Qlik Compose also comes with the ability to validate the data and ensure data quality. Practitioners who need data in real-time can also integrate Compose with Qlik Replicate.
Integrate.io, formerly known as Xplenty, earns a well-deserved spot on our list of top ETL tools. Its user-friendly, intuitive interface opens the door to comprehensive data management, even for team members with less technical know-how. As a cloud-based platform, Integrate.io removes the need for any bulky hardware or software installations and provides a highly scalable solution that evolves with your business needs.
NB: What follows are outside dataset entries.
PR #382, opened 2024-04-02
optimize mapping of produced block

grooviegermanikus:
will call full block mapper as late as possible

### DIFF
--- a/cluster-endpoints/src/grpc_multiplex.rs
+++ b/cluster-endpoints/src/grpc_multiplex.rs
@@ -49,7 +49,7 @@ fn create_grpc_multiplex_processed_block_task(
     let jh_merging_streams = tokio::task::spawn(async move {
         let mut slots_processed = BTreeSet::<u64>::new();
         let mut last_tick = Instant::now();
-        loop {
+        'recv_loop: loop {
             // recv loop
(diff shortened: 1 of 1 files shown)


cluster-endpoints/src/grpc_multiplex.rs
```diff
@@ -70,16 +70,23 @@ fn create_grpc_multiplex_processed_block_task(
             };
             match blocks_rx_result {
                 Some(Message::GeyserSubscribeUpdate(subscribe_update)) => {
-                    let mapfilter =
-                        map_block_from_yellowstone_update(*subscribe_update, COMMITMENT_CONFIG);
-                    if let Some((slot, produced_block)) = mapfilter {
-                        assert_eq!(COMMITMENT_CONFIG, produced_block.commitment_config);
+                    // note: avoid mapping of full block as long as possible
+                    let extracted_slot = extract_slot_from_yellowstone_update(&subscribe_update);
+                    if let Some(slot) = extracted_slot {
```
ckamm, line 75: minor: avoid one level of indentation with
```
let Some(slot) = extracted-slot else {
    continue 'recv_loop;
}
```

ckamm (approved):

PR #386, opened 2024-04-03
experiment: reduce number of source endpoints to 1

ckamm:
Prediction is that this has no negative effect but reduces memory use a lot.

### DIFF
--- a/services/src/tpu_utils/tpu_connection_manager.rs
+++ b/services/src/tpu_utils/tpu_connection_manager.rs
@@ -249,9 +249,9 @@ impl TpuConnectionManager {
     pub async fn new(
         certificate: rustls::Certificate,
         key: rustls::PrivateKey,
-        fanout: usize,
+        _fanout: usize,
     ) -> Self {
-        let number_of_clients = fanout * 4;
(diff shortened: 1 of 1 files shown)


services/src/tpu_utils/tpu_connection_manager.rs
```diff
@@ -249,9 +249,9 @@ impl TpuConnectionManager {
     pub async fn new(
         certificate: rustls::Certificate,
         key: rustls::PrivateKey,
-        fanout: usize,
+        _fanout: usize,
     ) -> Self {
-        let number_of_clients = fanout * 4;
+        let number_of_clients = 1; // fanout * 4;
```
godmodegalactus, line 254: Do we make it as an argument later then ?

godmodegalactus (approved):

services/src/tpu_utils/tpu_connection_manager.rs
ckamm: yes, I want to see if it works first - and if it does, we can drop the RotatingQueue entirely

PR #399, opened 2024-06-17
moving unable to connection to a node using quic from warning to debug

godmodegalactus:
These days many of nodes have custom scrpts to block traffic which is not originating from gossip node.


grooviegermanikus (approved):
lgtm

Its ability to connect with a wide variety of data sources, from databases to CRM systems, makes it a versatile choice for diverse data integration requirements. Prioritizing data security, it offers features like field-level encryption and is compliant with key standards like GDPR and HIPAA. With powerful data transformation capabilities, users can easily clean, format, and enrich their data as part of the ETL process.
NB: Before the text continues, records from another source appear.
PR #448, opened 2025-12-01
Remove Help Cursor

Pilot-Pirx:
With trunk/AOO42X we should consider, if we still want to support very old Windows versions.
Even ReactOS is based on Windows 2000 (2003?).


main/vcl/inc/win/salids.hrc
```diff
@@ -23,92 +23,89 @@
 #define _SV_SALIDS_HRC
 
 // Cursor
-#define SAL_RESID_POINTER_NULL						10000
-#ifndef W40ONLY
-#define SAL_RESID_POINTER_HELP						10001
```
ardovm, line 28: I think a comment would be useful here, telling that ID 10001 was once used for `SAL_RESID_POINTER_HELP`, that was deprecated in December 2025.

ardovm (changes requested):
If you make sure it compiles, then I only have a minor edit to suggest.

main/vcl/inc/win/salids.hrc
Pilot-Pirx: Good point!

It builds for me...
I changed the Help Cursor some month ago and there was no change on Windows 10 or ReactOS. Let's keep it in AOO41X.

ardovm (approved):

ardovm:
IMHO this PR is ready for merging. I'd squash all commits into one.

PR #451, opened 2025-12-10
New design for table selection cursors

Pilot-Pirx:
At least for Windows we could use 32-bit color-depth cursors (incl. transparency), which are supported since Windows XP.
That should be possible for macOS (PNG), too?
I am sure that we could use PNG files for creation of the X11 cursors, too? But that may need some code changes...


Pilot-Pirx:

In conclusion, there are many different ETL and data integration tools available, each with its own unique features and capabilities. Some popular options include SSIS, Talend Open Studio, Pentaho Data Integration, Hadoop, Airflow, AWS Data Pipeline, Google Dataflow, SAP BusinessObjects Data Services, and Hevo. Companies considering these tools should carefully evaluate their specific requirements and budget tochoose the right solution for their needs. For more resources on ETL tools and more, check out the following links:
What is ETL?
ETL stands for Extract, Transform, Load. It is a process of extracting data from various sources, transforming it into a useful format, and loading it into a destination system, such as a data warehouse.
What are the benefits of using ETL tools?
ETL tools automate the data integration process, reducing the time and effort required to build and maintain data pipelines. They also help ensure data accuracy and consistency, improve data quality, and enable faster decision-making.
What are some common use cases for ETL?
Common use cases for ETL include data warehousing, business intelligence, data migration, data integration, and data consolidation.
What are some popular ETL tools?
Some popular ETL tools include IBM Infosphere Information Server, Oracle Data Integrator, Microsoft SQL Server Integration Services (SSIS), Talend Open Studio, Pentaho Data Integration (PDI), Hadoop, AWS Glue, AWS Data Pipeline, Azure Data Factory, Google Cloud Dataflow, Stitch, SAP BusinessObjects Data Services, and Hevo.
What should I consider when choosing an ETL tool?
When choosing an ETL tool, consider factors such as your specific requirements, budget, data sources and destinations, scalability, ease of use, and available support and documentation.
Are there any open-source ETL tools available?
Yes, there are several open-source ETL tools available, including Talend Open Studio, Pentaho Data Integration (PDI), and Apache NiFi.
What is the difference between ETL and ELT?
ETL stands for Extract, Transform, Load, while ELT stands for Extract, Load, Transform. In ETL, data is transformed before it is loaded into the destination system, while in ELT, data is loaded into the destination system first and then transformed.
Can I use ETL tools for real-time data integration?
Yes, some ETL tools, such as AWS Glue and Hevo, support real-time data integration.
What are some best practices for ETL development?
Some best practices for ETL development include designing for scalability, optimizing data quality and performance, testing and debugging thoroughly, and documenting the ETL process and data lineage.